Stored data entries
PR #8950, opened 2023-05-26
Added filterDefaultValues to context to enable detecting change from defaults

timbrandin:


slax57 (changes requested):
Can you provide more information about your use-case, and ideally provide an example leveraging this feature?

Also, since this technically is a new feature, your PR should target the `next` branch instead of `master`.

Lastly, you need to update the `ListControllerResult` type, and probably also the `ListContext` default values in `ListContext.tsx`.

fzaninotto:
Closing due to inactivity.

PR #8956, opened 2023-05-30
Fix `<AutocompleteInput>` should not use `matchSuggestion` when in a `<ReferenceInput>`

slax57:
**Problem**

When provided with a `matchSuggestion` and used in a `<ReferenceInput>`, `<AutocompleteInput>` does actually do the filtering twice: once immediately client-side, and then once server-side.
The client-side filtering does not make much sense because it's done only on a subset of the data, and besides it leads to UI flickering when the server-side results arrive.

**Solution**

Actually this is a bug, we shouldn't call `getSuggestions()` when used inside a reference, at all.
We already do this to disable MUI's Autocomplete default filtering fn, so I just extended this behavior to `getSuggestions()`.

I also had to adapt the error message warning the user that they can't use `optionText` without `matchSuggestion`, to only trigger when **not** used in a reference. Indeed, in a reference, `matchSuggestion` should never be called, as it is used for client-side filtering only.

### DIFF
--- a/packages/ra-ui-materialui/src/input/AutocompleteInput.spec.tsx
+++ b/packages/ra-ui-materialui/src/input/AutocompleteInput.spec.tsx
@@ -17,6 +17,7 @@ import {
     DifferentShapeInGetMany,
     InsideReferenceInput,
     InsideReferenceInputDefaultValue,
+    InsideReferenceInputWithCustomizedItemRendering,
     Nullable,
     NullishValuesSupport,
     VeryLargeOptionsNumber,
@@ -1392,6 +1393,39 @@ describe('<AutocompleteInput />', () => {
             }
             expect(testFailed).toBe(false);
             expect(input.value).toBe('Leo Tolstoy test');
+        });
+
+        it('should not use getSuggestions to do client-side filtering', async () => {
+            // filtering should be done server-side only, and hence matchSuggestion should never be called
+            const matchSuggestion = jest.fn().mockReturnValue(true);
+            render(
+                <InsideReferenceInputWithCustomizedItemRendering
+                    matchSuggestion={matchSuggestion}
+                />
+            );
+            await waitFor(
+                () => {
+                    expect(
+                        (screen.getByRole('textbox') as HTMLInputElement).value
+                    ).toBe('Leo Tolstoy - Russian');
+                },
+                { timeout: 2000 }
+            );
+            screen.getByRole('textbox').focus();
+            fireEvent.click(screen.getByLabelText('Clear value'));
+            await waitFor(() => {
+                expect(screen.getByRole('listbox').children).toHaveLength(5);
+            });
+            fireEvent.change(screen.getByRole('textbox'), {
+                target: { value: 'French' },
+            });
+            await waitFor(
+                () => {
+                    screen.getByText('No options');
+                },
+                { timeout: 2000 }
+            );
+            expect(matchSuggestion).not.toHaveBeenCalled();
         });
     });
 
--- a/packages/ra-ui-materialui/src/input/AutocompleteInput.stories.tsx
+++ b/packages/ra-ui-materialui/src/input/AutocompleteInput.stories.tsx
@@ -24,7 +24,7 @@ import fakeRestProvider from 'ra-data-fakerest';
 
 import { Edit } from '../detail';
 import { SimpleForm } from '../form';
-import { AutocompleteInput } from './AutocompleteInput';
+import { AutocompleteInput, AutocompleteInputProps } from './AutocompleteInput';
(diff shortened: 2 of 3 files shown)


fzaninotto (approved):

moulie415:
This was something I was utilising, I'm using firestore as my db and fetching the data then filtering client side and it was very useful, is there some other way I should be achieving this using the reference input?

moulie415:
@slax57 here's my code if it helps to know what I was trying to achieve

```js
import React from 'react';
import {AutocompleteInput} from 'react-admin';

const MyAutoCompleteInput = props => {
  return (
    <AutocompleteInput
      {...props}
      filterToQuery={() => ''}
      matchSuggestion={(filter, suggestion) => {
        return (
          suggestion[props.optionText].toLowerCase().indexOf(filter) !== -1
        );
      }}
    />
  );
};

export default MyAutoCompleteInput;
```

slax57:
@moulie415 Yes, if you'd like to enable client-side filtering, you need to provide `<AutocompleteInput>` directly with a list of [`choices`](https://marmelab.com/react-admin/AutocompleteInput.html#choices). You can fetch these choices from your API, e.g. by using [`useGetList`](https://marmelab.com/react-admin/useGetList.html).

wcmatheusoliveira:
Hey team, I've a lot of ReferenceInput across my application using  the <AutocompleteInput /> component. Every single autocomplete stop work except for the ones that uses data={CHOICES}. I notice that using the package `ra-ui-materialui: 4.9.2` it works but I got some types errors. We've a medium/large application today, move it to use "choices" instead of ReferenceInput would cost us a lot. We're a enterprise customer, let me know what is the best solution to take from here. 

This is our dependecies list:

"dependencies": {
    "@emotion/react": "11.10.6",
    "@emotion/styled": "11.10.6",
    "@material-ui/core": "4.12.4",
    "@material-ui/icons": "4.11.3",
    "@mui/lab": "5.0.0-alpha.152",
    "@mui/material": "5.12.0",
    "@mui/styles": "5.14.17",
    "@mui/x-data-grid": "6.9.2",
    "@mui/x-data-grid-generator": "6.11.1",
    "@react-admin/ra-calendar": "4.0.1",
    "@react-admin/ra-editable-datagrid": "4.2.1",
    "@react-admin/ra-enterprise": "6.0.4",
    "@react-admin/ra-form-layout": "4.6.2",
    "@react-admin/ra-navigation": "4.4.2",
    "@react-admin/ra-relationships": "4.2.2",
    "@react-admin/ra-tree": "4.2.0",
    "@react-keycloak/web": "3.4.0",
    "@testing-library/jest-dom": "5.16.5",
    "@testing-library/react": "13.4.0",
    "@testing-library/user-event": "14.4.3",
    "classnames": "2.3.2",
    "dayjs": "1.11.9",
    "graphql": "16.6.0",
    "graphql-tag": "2.12.6",
    "jwt-decode": "3.1.2",
    "keycloak-js": "18.0.1",
    "leaflet": "1.9.3",
    "lodash": "4.17.21",
    "mui-tel-input": "3.2.2",
    "papaparse": "5.4.1",
    "pluralize": "8.0.0",
    "powerbi-client": "2.22.2",
    "powerbi-client-react": "1.4.0",
    "prop-types": "15.8.1",
    "ra-data-graphql-simple": "4.8.4",
    "ra-data-json-server": "4.9.2",
    "react": "18.2.0",
    "react-admin": "4.15.5",
    "react-dom": "18.2.0",
    "react-geosuggest": "2.14.1",
    "react-image-file-resizer": "0.4.8",
    "react-leaflet": "4.2.1",
    "react-medium-image-zoom": "5.1.5",
    "react-scripts": "5.0.1",
    "react-sortable-tree": "2.8.0",
    "serve": "14.2.0",
    "typescript": "4.9.5",
    "use-debounce": "9.0.4",
    "web-vitals": "2.1.4"
  },
   "resolutions": {
    "react-hook-form": "7.40.0",
    "@types/react": "18.0.34",
    "@types/react-dom": "18.0.0",
    "@types/react-geosuggest": "2.7.13"
  }

moulie415:
@wcmatheusoliveira it would probably be more helpful to see a code sample of how you're using ReferenceInput with AutoComplete input

wcmatheusoliveira:
```
<ReferenceInput
      alwaysOn
      label="Customer"
      source="customerId"
      reference="customers"
    >
      <AutocompleteInput  label="Customer" />
</ReferenceInput>
```

slax57:
@wcmatheusoliveira Since you are an Enterprise customer you have access to our dedicated [support desk](https://marmelab.com/ra-enterprise#support).
I believe you have already opened a ticket there (which we answered), so feel free to continue the discussion there if you need further help, we'll do our best to assist you.

PR #8957, opened 2023-05-30
Fix `getList` and `getManyReference` error to take partial pagination into account.

yanchesky:
The error displayed when `total` and `pageInfo` properties are missing in the response does not accurately say correct solution. This PR fixes that


fzaninotto (approved):

fzaninotto:
Thanks!

PR #8965, opened 2023-06-01
[Doc] Add Next.js app router install instructions

fzaninotto:
## Problem

The Next.js tutorial only cover the Pages router. Next.js is putting the App router front and foremost. 

## Solution

Document the App router integration, too.


packages/ra-core/src/core/CoreAdminRoutes.tsx
```diff
@@ -119,10 +119,6 @@ export const CoreAdminRoutes = (props: CoreAdminRoutesProps) => {
     );
 };
 
-CoreAdminRoutes.defaultProps = {
```
fzaninotto, line 122: This one was logging a warning AND was unused

slax57 (approved):

PR #9279, opened 2023-09-15
Additional exports for customization in ra-data-graphql-simple

### LINKED ISSUE #9278: Export additional functions from ra-data-graphql-simple for customization

I'm using react-admin with a GraphQL backend with `ra-data-graphql-simple`. Noticed an unexpected behavior in the following case:

- Have an edit page where there is no redirection on save.
- Have an input with a value already set. (e.g. `DateInput` but can be `TextField` as well)
- Clear the value.
- Save the form, will trigger the update call.
- API returns the updated record where the cleared property would be `null` now, since instead of an empty string a `null` will be saved to the database. Especially in case of dates.
- Edit form updates with the new data received from the data provider and cache.
- Affected input field is now displaying the previous value that was there before clearing.

I found out that this is due to `ra-data-graphql-simple`'s the default response parser from this line:

https://github.com/marmelab/react-admin/blob/7eaef5e3d1b66a154563492a7d10aa28ba637fe6/packages/ra-data-graphql-simple/src/getResponseParser.ts#L35

If the response object has a property with a `null` value, it won't be given back, so when the cache is updated with the response, the cleared property will be omitted during merge, thus preserving the old value.

Not sure if the above is a bug or could be a valid scenario in some cases. I would remove the `null` check, while preserving the `undefined` check.
If that change would be too much (could be considered a breaking change depending on scenario?) my idea would be to export additional functions from `ra-data-graphql-simple`. Currently the default export is the one building the data provider, while the only named export is `buildQuery`, which is the `defaultBuildQuery` without any customization:

https://github.com/marmelab/react-admin/blob/7eaef5e3d1b66a154563492a7d10aa28ba637fe6/packages/ra-data-graphql-simple/src/index.ts#L10

I would propose to export most other functions so they can be accessed from outside the library:

`buildQueryFactory`

https://github.com/marmelab/react-admin/blob/7eaef5e3d1b66a154563492a7d10aa28ba637fe6/packages/ra-data-graphql-simple/src/buildQuery.ts#L6

`buildVariables`

https://github.com/marmelab/react-admin/blob/7eaef5e3d1b66a154563492a7d10aa28ba637fe6/packages/ra-data-graphql-simple/src/buildVariables.ts#L23

`buildGqlQuery`

https://github.com/marmelab/react-admin/blob/7eaef5e3d1b66a154563492a7d10aa28ba637fe6/packages/ra-data-graphql-simple/src/buildGqlQuery.ts#L24

`getResponseParser`

https://github.com/marmelab/react-admin/blob/7eaef5e3d1b66a154563492a7d10aa28ba637fe6/packages/ra-data-graphql-simple/src/getResponseParser.ts#L6

This would provide more customization by calling `buildQueryFactory(buildVariables, buildGqlQuery, myCustomResponseParser)` for example.

In short I could imagine removing the `null` check in the response parser as a potential bug fix.

Adding additional exports wouldn't have any drawbacks from what I see.

**Additional context**

No additional context. Please let me know your thoughts about this. Thank you!

dricholm:
Resolves #9278 

## Problem

Without writing a complete build query factory it's not possible to customize `ra-data-graphql-simple`'s default build query. If we only want to modify the response parser for example, we would need to write build GraphQL query and variables logic as well.

## Solution

Export `buildQueryFactory`, `buildGqlQuery`, `buildVariables` and `getResponseParser` from the package to allow for more granular customization.

### DIFF
--- a/packages/ra-data-graphql-simple/src/index.ts
+++ b/packages/ra-data-graphql-simple/src/index.ts
@@ -3,11 +3,16 @@ import buildDataProvider, { BuildQueryFactory, Options } from 'ra-data-graphql';
 import { DataProvider, Identifier } from 'ra-core';
 
 import defaultBuildQuery from './buildQuery';
+
+export const buildQuery = defaultBuildQuery;
+export { buildQueryFactory } from './buildQuery';
+export { default as buildGqlQuery } from './buildGqlQuery';
+export { default as buildVariables } from './buildVariables';
+export { default as getResponseParser } from './getResponseParser';
+
 const defaultOptions = {
     buildQuery: defaultBuildQuery,
 };
-
-export const buildQuery = defaultBuildQuery;
 
 export default (
     options: Omit<Options, 'buildQuery'> & { buildQuery?: BuildQueryFactory }


djhi (changes requested):
Thanks! As we are exposing more things publicly, would you mind targeting the `next` branch?

Issue #9225, opened 2023-08-28
FilterButton adds filter in arbitrary order


fzaninotto:
**What you were expecting:**
 
Adding a new filter using the FilterButton shows the filter at the end of the current filter list

**What happened instead:**

The new filter appears at an arbitrary position

**Steps to reproduce:**

1. Open the e-commerce demo https://marmelab.com/react-admin-demo/#/
2. Click on the Orders menu
3. Add the "Min amount" filter
4. Add the "customer" filter
5. The Customer filter appears in the middle instead of the end of the form

https://github.com/marmelab/react-admin/assets/99944/214b01e2-7ff3-45d2-a462-773717fbd32c

**Related code:**

This comes from the fact that the `displayedFilters` uses an object instead of an array:

https://github.com/marmelab/react-admin/blob/4089ad726b9ae699173790a6f97685a22426e34a/packages/ra-core/src/controller/list/queryReducer.ts#L95-L120

Why is it an object? This choice was made 7 years ago, when first implementing this feature:

https://github.com/marmelab/react-admin/commit/2e2604d0d93a420dc61e1b30d5f6dada501e4f12

**Possible Solution**

Store displayed filters as an array instead. But this breaks backwards compatibility for those with existing filters in localStorage, so the change must allow the code to work with an old data structure. 

**Environment**

* React-admin version: all
* Last version that did not exhibit the issue (if applicable): none

azizChebbi:
@fzaninotto can i get assigned to this one ?

fzaninotto:
No need to assign. Just PR when you're ready.

PR #9281, opened 2023-09-15
[TypeScript] Fix order of filters

mchaffotte:
linked issue: https://github.com/marmelab/react-admin/issues/9225

- [ ] add new param shownFIlters (work in parallel of displayedFilters)
- [ ] stop saving displayedFilters in the local storage
- [ ] keep the displayedFilters works in URI but when changing the filters, the URI changes to the new param
- [ ] add tests


fzaninotto:
The estimated remaining effort to properly address the underlying issue is currently too high for the expected benefit. We're putting this PR on hold to deal with more important issues.

PR #9285, opened 2023-09-15
[Doc] Fix a typo in `Features.md`

portwatcher:

PR #9286, opened 2023-09-16
[Doc] Fix typo in Features example

fzaninotto:
Supersedes #9285

### DIFF
--- a/docs/Features.md
+++ b/docs/Features.md
@@ -70,6 +70,7 @@ import { useDataProvider } from 'react-admin';
 const PostList = () => {
     const [posts, setPosts] = useState();
     const [error, setError] = useState([]);
+    const [isLoading, setIsLoading] = useState(true);
     const dataProvider = useDataProvider();
     useEffect(() => {
         dataProvider.getList('posts', { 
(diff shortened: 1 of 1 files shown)


docs/Features.md
```diff
@@ -70,6 +70,7 @@ import { useDataProvider } from 'react-admin';
 const PostList = () => {
     const [posts, setPosts] = useState();
     const [error, setError] = useState([]);
+    const [isLoading, setIsLoading] = useState(true);
```
slax57, line 73: #9285 also changed the default values for the `posts` and `error` states, and they made more sense there IMO.

I think we should also include this change.

```suggestion
    const [posts, setPosts] = useState([]);
    const [error, setError] = useState();
    const [isLoading, setIsLoading] = useState(true);
```

docs/Features.md
```diff
@@ -78,9 +79,10 @@ const PostList = () => {
             filter: { status: 'published' } 
         })
             .then(({ data }) => setPosts(data))
-            .catch(error => setError(error));
+            .catch(error => setError(error))
+            .finally(() => setIsLoading(false));
     }, []);
-    if (posts) { return <Loading />; }
+    if (isLoading) { return <Loading />; }
```
slax57, line 85: `<Loading />` is undefined I believe.

```suggestion
    if (isLoading) { return <p>Loading</p>; }
```

slax57 (changes requested):

slax57 (approved):

PR #9290, opened 2023-09-18
Fix `<PrevNextButton>` default style

fzaninotto:
## Problems

- `<PrevNextButton>` takes the entire line by default. It should be inline instead of block
- `<PrevNextButton>` doesn't use the base Typography
- `<PrevNextButton>` adds useless markup

## Solution

Use `<Stack>` with custom styling

The change of inner class name is technically a breaking change, but I suggest to accept it because the feature is very recent and wasn't properly styled before. 

## Before
Capture d’écran 2023-09-19 à 00 12 50

## After
Capture d’écran 2023-09-19 à 00 12 27 1

### DIFF
--- a/packages/ra-ui-materialui/src/button/PrevNextButtons.tsx
+++ b/packages/ra-ui-materialui/src/button/PrevNextButtons.tsx
@@ -8,7 +8,14 @@ import {
 import { NavigateBefore, NavigateNext } from '@mui/icons-material';
 import ErrorIcon from '@mui/icons-material/Error';
 import { Link } from 'react-router-dom';
-import { Box, IconButton, SxProps, styled } from '@mui/material';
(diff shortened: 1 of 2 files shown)


packages/ra-ui-materialui/src/button/PrevNextButtons.tsx
```diff
@@ -108,7 +115,7 @@ export const PrevNextButtons = <RecordType extends RaRecord = any>(
 
     if (isLoading) {
         return (
-            <Box minHeight={theme => theme.spacing(4)}>
```
fzaninotto, line 111: I can't keep consistent height between the empty / loading / loaded versions unless I switch to pixels

djhi (approved):

PR #9300, opened 2023-09-21
[Doc] Add InputHelperText component to examples

ZachSelindh:
In the current docs, a plain `helperText` argument is supplied to the Material-UI input in various input examples. This will result in improper/missing translation of the helperText and/or fieldState.error.

This PR adds the use of the InputHelperText component to said examples.

Thanks!


fzaninotto:
Thanks for your contribution. 

I think it makes the examples too complex, too soon. I suggest that you introduce this component later, in a section specifically dedicated to i18n.

ZachSelindh:
> I think it makes the examples too complex, too soon. I suggest that you introduce this component later, in a section specifically dedicated to i18n.

I'm inclined to agree about the complexity, but I'll point out that without my changes, the copy-pasted previous example code will render untranslated RA errors in plain string; i.e. '@@react-admin@@validate.required'.

That said, I'd be happy to add a new section that explains the use of InputHelperText if that's your preferred solution!

fzaninotto:
> the copy-pasted previous example code will render untranslated RA errors in plain string; i.e. '@https://github.com/react-admin@@validate.required'.

You're right, but I prefer that we make the complexity progressive. So please doc the component in a follow-up section.

ZachSelindh:
Reopening targeting master with new revisions

PR #9303, opened 2023-09-22
[TypeScript] add state props in (Create)Button

mchaffotte:
- [x] add state props in button component
- [x] update e-commerce demo to show how to use it 
- [ ] add tests
- [x] update documentation

### DIFF
--- a/examples/demo/src/products/CreateRelatedReviewButton.tsx
+++ b/examples/demo/src/products/CreateRelatedReviewButton.tsx
@@ -1,0 +1,17 @@
+import * as React from 'react';
+import { CreateButton, useRecordContext } from 'react-admin';
+
+const CreateRelatedReviewButton = () => {
+    const record = useRecordContext();
+
+    return (
+        <CreateButton
+            to={{
+                pathname: '/reviews/create',
+            }}
+            state={{ record: { product_id: record.id } }}
+        />
+    );
+};
+
+export default CreateRelatedReviewButton;
--- a/examples/demo/src/products/CreateRelatedReviewButton.tsx
+++ b/examples/demo/src/products/CreateRelatedReviewButton.tsx
@@ -6,9 +6,7 @@ const CreateRelatedReviewButton = () => {
 
     return (
         <CreateButton
-            to={{
-                pathname: '/reviews/create',
-            }}
+            resource="reviews"
             state={{ record: { product_id: record.id } }}
         />
     );
--- a/examples/demo/src/reviews/StarRatingInput.tsx
+++ b/examples/demo/src/reviews/StarRatingInput.tsx
@@ -1,0 +1,37 @@
+import { Box, Rating, Typography, styled } from '@mui/material';
+import Icon from '@mui/icons-material/Stars';
+import { InputProps, useInput, useTranslate } from 'react-admin';
+
+const StyledRating = styled(Rating)({
+    '& .MuiRating-iconFilled': {
+        color: '#000',
+    },
+    '& .MuiRating-iconHover': {
+        color: '#000',
+    },
+});
+
+const StarRatingInput = (props: InputProps) => {
+    const { name = 'resources.reviews.fields.rating' } = props;
+    const { field } = useInput(props);
+    const translate = useTranslate();
+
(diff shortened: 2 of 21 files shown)


packages/ra-ui-materialui/src/button/CreateButton.tsx
```diff
@@ -46,7 +48,7 @@
         <StyledFab
             component={Link}
             to={createPath({ resource, type: 'create' })}
-            state={scrollStates[String(scrollToTop)]}
+            state={merge(scrollStates[String(scrollToTop)], state)}
```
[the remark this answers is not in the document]
fzaninotto: IMO, false alert - lodash merge does escape the `__proto__` key.

https://github.com/lodash/lodash/blob/a79c5c434cdecb36f4763cba30b4f1af2b7c392c/test/__proto__-property-bugs.spec.js#L45-L54

examples/demo/src/products/CreateRelatedReviewButton.tsx
```diff
@@ -0,0 +1,17 @@
...
+import { CreateButton, useRecordContext } from 'react-admin';
+
+const CreateRelatedReviewButton = () => {
+    const record = useRecordContext();
+
+    return (
+        <CreateButton
+            to={{
+                pathname: '/reviews/create',
+            }}
```
fzaninotto, line 11: Rather than setting the `to` prop, you should set the `resource` prop and let the button manage the `to` itself.

examples/demo/src/reviews/StarRatingInput.tsx
```diff
@@ -0,0 +1,37 @@
...
+    const { name = 'resources.reviews.fields.rating' } = props;
+    const { field } = useInput(props);
+    const translate = useTranslate();
+
+    return (
+        <Box
+            sx={{
+                flexDirection: 'column',
+                marginBottom: '1rem',
+            }}
```
fzaninotto, line 24: `Box` supports inline style props, I find it more legible. Besides, you're already using that capability for `display`.

```jsx
<Box  flexDirection="column" marginBottom="1rem" display="flex">
```

packages/ra-ui-materialui/src/button/Button.tsx
```diff
@@ -36,11 +38,12 @@ export const Button = (props: ButtonProps) => {
         color = 'primary',
         size = 'small',
         to: locationDescriptor,
+        state = {},
         ...rest
     } = props;
     const translate = useTranslate();
     const translatedLabel = label ? translate(label, { _: label }) : undefined;
-    const linkParams = getLinkParams(locationDescriptor);
+    const linkParams = merge(getLinkParams(locationDescriptor), { state });
```
fzaninotto, line 46: I find it weird (dangerous?) to add this capability to `Button` while we only need it in `CreateButton`.

packages/ra-ui-materialui/src/button/CreateButton.tsx
```diff
@@ -59,7 +61,7 @@
         <StyledButton
             component={Link}
             to={createPath({ resource, type: 'create' })}
-            state={scrollStates[String(scrollToTop)]}
+            state={merge(scrollStates[String(scrollToTop)], state)}
```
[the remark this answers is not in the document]
fzaninotto: I suggest you precompute the state and extract it into a variable to avoid this copy/paste

fzaninotto (changes requested):

packages/ra-ui-materialui/src/button/Button.tsx
mchaffotte: What do you think @djhi, @slax57 about it? This is the behaviour I understood, isn't it?

djhi: As our Button already supports and already uses the `getLinkParams`, I think it makes sense to do it here

fzaninotto: I think we should only add it if we need it.

djhi:
Superseded by #9319

PR #9305, opened 2023-09-22
[Doc] Fix anchors

WiXSL:


docs/List.md
```diff
@@ -60,7 +60,7 @@ You can find more advanced examples of `<List>` usage in the [demos](./Demos.md)
 | `disable Authentication`  | Optional | `boolean`      | `false`        | Set to `true` to disable the authentication check.                                           |
 | `disable SyncWithLocation`| Optional | `boolean`      | `false`        | Set to `true` to disable the synchronization of the list parameters with the URL.            |
 | `empty`                   | Optional | `ReactElement` | -              | The component to display when the list is empty.                                             |
-| `empty WhileLoading`      | Optional | `boolean`      | `false`        | Set to `true` to return `null` while the list is loading.                                    |
```
fzaninotto, line 63: This was intended: it makes the rendered table more balanced. We accept the fact that the prop name is cut in two lines in that case.

fzaninotto (changes requested):
Nice!

docs/List.md
WiXSL: Ok

fzaninotto (approved):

**REQUIRED ACTION:** Keeping every character as it is, restate the lines above that run from the line with "Adding a new" through the line with "1. Open the", both included, and nothing else.

**FINAL ANSWER:**
Adding a new filter using the FilterButton shows the filter at the end of the current filter list

**What happened instead:**

The new filter appears at an arbitrary position

**Steps to reproduce:**

1. Open the e-commerce demo https://marmelab.com/react-admin-demo/#/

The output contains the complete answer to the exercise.